→ **Work instruction**:
If a line below includes the string "shouldn", copy it.
[[ Input, beginning ]]
Issue #1010, opened 2018-06-19
JSON GET to get the User's email from API token


nakhbari:
Parent: #784
Need an API endpoint (probably in the `repo_json_controller`) to get the User email of the given API Token. This also verifies a token is good. This can be used in onboarding and re-used in the account creation.

PR #1016, opened 2018-06-19
Add new API endpoint to fetch user metadata

KrauseFx:
Fixes https://github.com/fastlane/ci/issues/1010

### DIFF
--- a/app/features-json/build_json_controller.rb
+++ b/app/features-json/build_json_controller.rb
@@ -10,15 +10,7 @@ module FastlaneCI
     use(FastlaneCI::BuildWebsocketBackend)
 
     get "#{HOME}/:build_number" do |project_id, build_number|
-      build = current_project.builds.find { |b| b.number == build_number.to_i }
-      if build.nil?
-        json_error!(
-          error_message: "Can't find build with ID #{build_number} for project #{project_id}",
-          error_key: "Build.Missing",
-          error_code: 404
-        )
-      end
-      build_view_model = BuildViewModel.new(build: build)
+      build_view_model = BuildViewModel.new(build: current_build)
 
       json(build_view_model)
     end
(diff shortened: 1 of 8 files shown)


KrauseFx:
This is ready for review, I started writing tests, but haven't finished yet - running into meetings now for the next few hours.

app/services/code_hosting/git_hub_service.rb
```diff
@@ -69,6 +69,11 @@ def username
       client.login
     end
 
+    # Primary email address of the current GitHub user
+    def email
+      client.emails.find { |e| e[:primary] == true }[:email]
```
taquitos: we use this shorter form in other places, any reason why we shouldn't use it here?: `client.emails.find(&:primary).email`

app/features-json/setup_json_controller.rb
```diff
@@ -8,5 +8,19 @@ class SetupJSONController < APIController
     get "#{HOME}/configured", authenticate: false do
       return json(Services.onboarding_service.correct_setup?)
     end
+
+    get "#{HOME}/userDetails" do
```
taquitos: I think for the most part we've been using `snake_case` instead of `camelCase` for our routes. Since `snake_case` seems to be the dominant format, I suggest we stay consistent with it.

app/features-json/setup_json_controller.rb
```diff
@@ -8,5 +8,19 @@ class SetupJSONController < APIController
...
+      code_hosting_service = current_user_config_service.code_hosting_service(
+        provider_credential: Services.provider_credential
```
taquitos: `Services.provider_credential` is the bot provider credential. I think you want the current user instead, right?

app/services/code_hosting/git_hub_service.rb
KrauseFx: So fancy, so much magic, will update 👍 I just never think about it

app/features-json/setup_json_controller.rb
KrauseFx: Ah yeah, totally

app/features-json/setup_json_controller.rb
KrauseFx: Ah yeah, seems like I had the same user for both the bot and the user. Do you know how I can access the provider credentials of the user in a JSON controller?

KrauseFx:
I'm having a hard time stubbing the `current_user_config_service` method as part of the `SetupJSONController`, does anyone know more on how to best do this? 
I tried

```ruby
expect(app).to receive(:current_user_config_service).and_return("yolo")
```
as well as 
```ruby
allow_any_instance_of(described_class).to receive(:current_user_config_service).and_return("yolo")
```
however it doesn't return `"yolo"`

taquitos:
No idea on that @KrauseFx, I've had similar issues in the past, but don't know what the resolution was. I think I just never trust `allow_any_instance_of`

KrauseFx:
For now, we can merge this without a test to unblock Nima, and we can ask Stefan once he's back as he might know more about how to stub those Sinatra controllers

app/features-json/setup_json_controller.rb
```diff
@@ -8,5 +8,19 @@ class SetupJSONController < APIController
     get "#{HOME}/configured", authenticate: false do
       return json(Services.onboarding_service.correct_setup?)
     end
+
+    get "#{HOME}/user_details" do
+      code_hosting_service = current_user_config_service.code_hosting_service(
+        provider_credential: Services.provider_credential
```
taquitos: `Services.provider_credential` is the wrong credential still, gotta get the current user.

taquitos: The API here is weird. if a `code_hosting_service` is coming back with credentials of the current user, even though you passed in a `Services.provider_credential`, that's broken. I think what could be happening is that your current user is the same user as your bot.

app/features-json/setup_json_controller.rb
```diff
@@ -8,5 +8,19 @@ class SetupJSONController < APIController
     get "#{HOME}/configured", authenticate: false do
       return json(Services.onboarding_service.correct_setup?)
     end
+
+    get "#{HOME}/user_details" do
```
nakhbari: this is a repo specific task shouldn't it live in `repo_json_controller`?

app/features-json/setup_json_controller.rb
```diff
@@ -8,5 +8,19 @@ class SetupJSONController < APIController
...
+      code_hosting_service = current_user_config_service.code_hosting_service(
```
nakhbari: this API should be able to be called without any configuration being done yet to the server. I haven't look deeply into this, but does this method require initial configuration?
[[ Input, end ]]
→ **Answer section**:
taquitos: we use this shorter form in other places, any reason why we shouldn't use it here?: `client.emails.find(&:primary).email`
nakhbari: this is a repo specific task shouldn't it live in `repo_json_controller`?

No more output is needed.